● What the exercise asks
Copy out the lines of the records below, and only those lines, from the one with "Expected Accessibility Behavior: A" through the one with "### Expected Behavior | Comportement attendu", exactly as they appear.

[Opening Dataset section]

Issue #720, opened 2025-01-03
bug: Disabled gcds-button Emits Event When Activated via Keyboard Navigation (Enter Key)


Garry-08:
### Prerequisites | Prérequis

- [X] I have read the [Contributing Guidelines](https://github.com/cds-snc/gcds-components/blob/main/CONTRIBUTING.md). | J’ai lu les [Lignes directrices sur les contributions](https://github.com/cds-snc/gcds-components/blob/main/CONTRIBUTING.md).
- [X] I agree to follow the [Code of Conduct](https://github.com/cds-snc/gcds-components/blob/main/CODE_OF_CONDUCT.md). | J’accepte de me conformer au [Code de conduite](https://github.com/cds-snc/gcds-components/blob/main/CODE_OF_CONDUCT.md).
- [X] I have searched for [existing issues](https://github.com/cds-snc/gcds-components/issues) that already report this problem, without success. | J’ai vérifié parmi [les tickets (issues) existants](https://github.com/cds-snc/gcds-components/issues) que ce sujet n’avait pas déjà été soumis.

### GC Design System Components Package and Version | Paquet et version des composants de Système de design GC

cdssnc/gcds-components-vue, version 0.26.2

### Current Behavior | Comportement observé

Expected Accessibility Behavior: A disabled gcds-button is focusable for screen readers, which is correct.
But the Issue is in:
Despite the :disabled="region?.isUsed" condition being true, pressing the EnterKey while focusing the disabled button via keyboard navigation still triggers the @gcdsClick event.

Clicking the same button with a mouse does not emit the event, which is the correct behavior.

### Expected Behavior | Comportement attendu

Event Behavior: A disabled button should not emit events regardless of how it is interacted with (Tab + Enter or mouse click).

### System Info | Information sur le système

```shell
Browser: Chrome, Edge
Operating System: Windows 10
IDE: IntelliJ IDEA
Node.js Version: v20.12.2
npm Version: 10.5.0
```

[Closing Dataset section]

● Solved exercise
Expected Accessibility Behavior: A disabled gcds-button is focusable for screen readers, which is correct.
But the Issue is in:
Despite the :disabled="region?.isUsed" condition being true, pressing the EnterKey while focusing the disabled button via keyboard navigation still triggers the @gcdsClick event.

Clicking the same button with a mouse does not emit the event, which is the correct behavior.

### Expected Behavior | Comportement attendu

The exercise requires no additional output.